The decline of the subway and rising taxes in NYC, combined with all the investment elsewhere, is a bright light command from the Governor to move out of New York City — even if you have ties there. It would be very easy for articles to be written on the original MTA plan for action, how the suburbs got everything, and the city has train cars and signal systems (among other things) that are older on average than when the MTA was formed, and a rapid transit system with fewer stations (since the 3rd Avenue El in the Bronx was closed in 1973). That and the shrinking share of the toll surplus the is spent in the city.

Note how Cuomo is so keen to blame the pandemic and rising crime starting in 2020 for an exodus of young New Yorkers that got underway in 2015, and represents a success rather than a failure. And remember, Cuomo has won election on the backs of city voters he (like most Democrats) know they can screw because the Republicans are not a sane alternative anymore.

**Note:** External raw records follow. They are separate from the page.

PR #2828, opened 2025-09-16
QField Cloud integration

### LINKED ISSUE #2318: Optimise new geometry collection experience based on research into other apps

- There are countless other apps that do the collection of new geometries in the field better: Mergin Maps, QField to name two that are essential 'mobile QGIS'.
- We should install these apps and gather information about the user experience of collecting new geometries.
- No doubt our simple UI to do this could be optimised.
- We also need to look into how we can improve the mobile experience for drawing polygons and polylines via TerraDraw.

- A much nicer user experience for directly drawing new geometries: points, polygons, polylines.
- The ability to collect a geopoint based on the users current GPS location.

spwoodcock:

- [x] 🍕 Feature
- [ ] 🐛 Bug Fix
- [ ] 📝 Documentation
- [ ] 🧑‍💻 Refactor
- [ ] ✅ Test
- [ ] 🤖 Build or CI

## Related Issue

Closes #2318

## Describe this PR

- Updated the project creation page to select app: QField, ODK, FieldTM
- Integration of QFieldCloud SDK
- Project creation from FieldTM --> QFieldCloud
- Configuration of QField project ready for mapping

required fixes
- [ ] reset fieldMappingApp if project deleted / project create component is unmounted

## Screenshots

image

## Review Guide


spwoodcock:
Thanks for the feedback!

Mathieu from QField really pushed me in this direction and luckily there is some great inspiration to draw from QFieldCloud to help this implementation (its great that they will maintain the QGIS container instead of us, as they are very good at that).

For your questions:

- You are exactly right regarding the mapping app selection reset. Also currently if the user creates a project, then goes to create a second, they will still have the mapping app selected. It just needs to be unset when the project creation is navigated away from (unmounted).

- I think the creation flow can be basically the same as for ODK. I was thinking for the 'FieldTM' flow we should significantly simplify it to provide basically everything as default. The ODK Collect flow can allow customisation. Then the QField flow is essentially the same as ODK Collect perhaps with some minor tweaks.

Knowing city residents value mass transit, they have used it the way the UFT uses lower class sizes. Make promises in exchange for more money, divert the money elsewhere, and then demand still more money for the same thing.

Then, to, there is the possibility that all this money has been spent and relatively few people will use the massively costly investment when it opens.

All in all, it may be that the service could be started in early 2022, but Cuomo doesn’t want that.